Déploiement à un jeton : Guider l'affinage supervisé des modèles de langage avec une politique de gradient
One-Token Rollout: Guiding Supervised Fine-Tuning of LLMs with Policy Gradient
September 30, 2025
papers.authors: Rui Ming, Haoyuan Wu, Shoubo Hu, Zhuolun He, Bei Yu
cs.AI
papers.abstract
Le réglage fin supervisé (SFT) est la méthode prédominante pour adapter les grands modèles de langage (LLMs), mais il peine souvent à généraliser par rapport à l'apprentissage par renforcement (RL). Dans ce travail, nous postulons que cette disparité de performance ne découle pas uniquement de la fonction de perte, mais d'une différence plus fondamentale : le SFT apprend à partir d'un ensemble de données fixe et pré-collecté, tandis que le RL utilise des données on-policy échantillonnées à partir de la politique actuelle.
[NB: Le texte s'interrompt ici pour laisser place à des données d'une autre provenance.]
PR #5, opened 2022-05-04
fix: service request is not cancelled when disconnecting ungracefully

vsomayaji:
If a service request is in the queue and the Explorer disconnects ungracefully (e.g. quits the app, closes the browser, or loses their network connection), the request will stay in the queue until an Agent picks it and flags it as a did-not-connect (DNC). This wastes Agent time and negatively impacts our DNC metrics.

With this PR, we use MQTT's [Last Will and Testament](https://www.hivemq.com/blog/mqtt-essentials-part-9-last-will-and-testament/) feature to cancel the queued service request when the MQTT client is ungracefully disconnected. This required changing the lifecycle of the MQTT client. Since the LWT message is configured when the MQTT client connects to the broker, instead of connecting after signing in, we're connecting after creating a service request.

### DIFF
--- a/lib/src/platform_client.dart
+++ b/lib/src/platform_client.dart
@@ -15,7 +15,6 @@ import 'models/service_request.dart';
 import 'models/session.dart';
 import 'models/track.dart';
 import 'platform_exceptions.dart';
-import 'platform_mq.dart';
 import 'room.dart';
 
 /// The Platform client.
@@ -30,7 +29,6 @@ class PlatformClient {
 
   final PlatformClientConfig _config;
   Session? _session;
-  PlatformMQ? _mq;
   pn.PubNub? _pubnub;
 
   int get _userId => _session!.userId;
@@ -48,9 +46,6 @@ class PlatformClient {
   /// After this is called, the object is not in a usable state and should be discarded.
   void dispose() {
     _httpClient.close();
-
-    _mq?.dispose();
-    _mq = null;
   }
 
   /// Sends a verification code to a phone number.
@@ -169,8 +164,6 @@ class PlatformClient {
   Future<void> logout() async {
     // TODO: Actually log out. For now, we're copying the legacy apps and just removing the token.
     _session = null;
-    _mq?.dispose();
-    _mq = null;
   }
 
   /// Creates a service request for the logged-in user.
@@ -194,7 +187,7 @@ class PlatformClient {
     ServiceRequest serviceRequest =
         ServiceRequest.fromJson(await _httpPost('/api/user/$_userId/service-request', body));
 
-    return KurentoRoom.create(_config.environment, this, _mq!, _pubnub, serviceRequest, roomHandler);
+    return KurentoRoom.create(_config.environment, this, _session!, _pubnub, serviceRequest, roomHandler);
   }
 
   /// Cancels a service request.
@@ -397,8 +390,6 @@ class PlatformClient {
       return body;
     } else if (body['response']?['errorCode'] == 'SEC-001') {
       _session = null;
-      _mq?.dispose();
-      _mq = null;
       throw const PlatformInvalidTokenException();
     } else if (body['response']?['errorMessage'] != null) {
       throw PlatformLocalizedException(body['response']?['errorCode'], body['response']['errorMessage']);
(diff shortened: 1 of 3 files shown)


lib/src/platform_client.dart
```diff
@@ -408,10 +399,6 @@ class PlatformClient {
   }
 
   void _initSession() {
-    // Initialize the RabbitMQ client.
-    _mq?.dispose();
-    _mq = PlatformMQImpl(_config.environment, _session!);
```
vsomayaji, line 413: Before, we were connecting to the MQTT broker after logging in and disconnecting when logging out. There were a couple issues with this approach:
1. Since we only need the MQTT connection during service requests, we could be wasting resources.
2. We don't have enough information after logging in to create a meaningful LWT message.

lib/src/platform_mq.dart
```diff
@@ -48,6 +44,14 @@ class PlatformMQImpl implements PlatformMQ {
       ..onSubscribeFail = _handleSubscribeFail
       ..onUnsubscribed = _handleUnsubscribed;
 
+    if (lastWillMessage != null && lastWillTopic != null) {
+      _client.connectionMessage = MqttConnectMessage()
+        ..startClean()
+        ..withWillMessage(lastWillMessage)
+        ..withWillQos(MqttQos.atMostOnce)
```
vsomayaji, line 51: For now, we're using at-most-once (QoS 0) everywhere.

lib/src/platform_mq.dart
```diff
@@ -85,7 +89,7 @@ class PlatformMQImpl implements PlatformMQ {
 
     Subscription? subscription = _client.subscribe(topic, qosLevel);
     if (subscription == null) {
-      _handleSubscribeFail(topic);
+      throw const PlatformUnknownException('Topic subscription failed');
```
vsomayaji, line 92: I spotted this :bug: while I was in here. `_handleSubscribeFail` just logs right now, so we may have been missing errors.

lib/src/room.dart
```diff
@@ -156,6 +159,17 @@ class KurentoRoom extends ChangeNotifier implements Room {
...
+  // If the MQTT client disconnects ungracefully, the last-will message will cancel the service request if it is still
+  // queued using Platform's (deprecated but functional) ServiceRequestsListener.
+  String get _lastWillMessage => jsonEncode({
+        'action': 'CANCEL',
+        'requestType': 'AIRA',
+        'serviceid': _serviceRequest.id,
+        'userid': _serviceRequest.userId,
+      });
+
+  String get _lastWillTopic => '${_env.name}/sr/req';
```
vsomayaji, line 171: The [`ServiceRequestListener`](https://github.com/aira/platform/blob/1ae4c68f2cb0d66ad5851c50765316b666f0ebb8/core/server/AiraPlatform/src/main/java/io/aira/amqp/ServiceRequestsListener.java#L135-L139) will only cancel the service request if it is queued (i.e. the status is `REQUEST`). If it is in a different state, it won't do anything.

lib/src/room.dart
```diff
@@ -242,8 +256,7 @@ class KurentoRoom extends ChangeNotifier implements Room {
 
     await _messageSubscription?.dispose();
 
-    await _mq.unsubscribe(_serviceRequestPresenceTopic);
-    await _mq.unsubscribe(_participantTopic);
+    _mq.dispose();
```
vsomayaji, line 259: We don't have to unsubscribe from the individual topics, since `dispose` disconnects from the broker and deletes all subscriptions.

lib/src/room.dart
```diff
@@ -282,6 +295,17 @@ class KurentoRoom extends ChangeNotifier implements Room {
...
+        if (serviceRequestState == ServiceRequestState.queued) {
+          // HACK: If the Agent is sending audio and we still think we're queued, we're not receiving messages on the
+          // service request presence topic. Until we can figure out why this is happening, pretend we received a
+          // message and transition the service request status to started.
+          _log.shout('missed service request status message topic=$_serviceRequestPresenceTopic');
+          _agentName = '';
+          _serviceRequestState = ServiceRequestState.started;
+          _updateParticipantStatus();
+          notifyListeners();
+        }
```
vsomayaji, line 308: I'm hoping that changing the lifecycle of the MQTT client will eliminate the failures to subscribe to the service request presence topic, but in case it doesn't, this hack is here as a failsafe. If it turns out we don't need it, we'll remove it.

Sur la base de cette hypothèse, nous introduisons le one-token rollout (OTR), un nouvel algorithme de réglage fin qui guide le SFT avec la méthode du gradient de politique. L'OTR reformule le processus d'apprentissage autorégressif en traitant chaque génération de token comme une trajectoire d'apprentissage par renforcement en une seule étape. À chaque étape, il effectue un « rollout » de Monte Carlo en échantillonnant plusieurs tokens candidats à partir de la distribution de la politique actuelle. Le token de vérité terrain des données supervisées est ensuite utilisé pour fournir un signal de récompense à ces échantillons. Guidé par le gradient de politique, notre algorithme réutilise des données supervisées statiques et off-policy en un signal dynamique et on-policy au niveau du token, capturant ainsi les avantages de généralisation de l'apprentissage on-policy tout en évitant le coût élevé de la génération de phrases complètes. À travers des expériences approfondies sur une suite diversifiée de benchmarks complexes couvrant le raisonnement mathématique, la génération de code et le raisonnement dans des domaines généraux, nous démontrons que l'OTR surpasse systématiquement le SFT standard. Nos résultats établissent l'OTR comme une alternative puissante et pratique pour le réglage fin des LLMs et fournissent des preuves convaincantes que la nature on-policy des données est un facteur critique de généralisation, ouvrant ainsi une nouvelle voie prometteuse pour le réglage fin des LLMs.
English
Supervised fine-tuning (SFT) is the predominant method for adapting large
language models (LLMs), yet it often struggles with generalization compared to
reinforcement learning (RL). In this work, we posit that this performance
disparity stems not just from the loss function, but from a more fundamental
difference: SFT learns from a fixed, pre-collected dataset, whereas RL utilizes
on-policy data sampled from the current policy. Building on this hypothesis, we
introduce one-token rollout (OTR), a novel fine-tuning algorithm that guides
SFT with the policy gradient method. OTR reframes the autoregressive learning
process by treating each token generation as a single-step reinforcement
learning trajectory. At each step, it performs a Monte Carlo ``rollout'' by
sampling multiple candidate tokens from the current policy's distribution. The
ground-truth token from the supervised data is then used to provide a reward
signal to these samples. Guided by policy gradient, our algorithm repurposes
static, off-policy supervised data into a dynamic, on-policy signal at the
token level, capturing the generalization benefits of on-policy learning while
bypassing the costly overhead of full sentence generation. Through extensive
experiments on a diverse suite of challenging benchmarks spanning mathematical
reasoning, code generation, and general domain reasoning, we demonstrate that
OTR consistently outperforms standard SFT. Our findings establish OTR as a
powerful and practical alternative for fine-tuning LLMs and provide compelling
evidence that the on-policy nature of data is a critical driver of
generalization, offering a promising new direction for fine-tuning LLMs.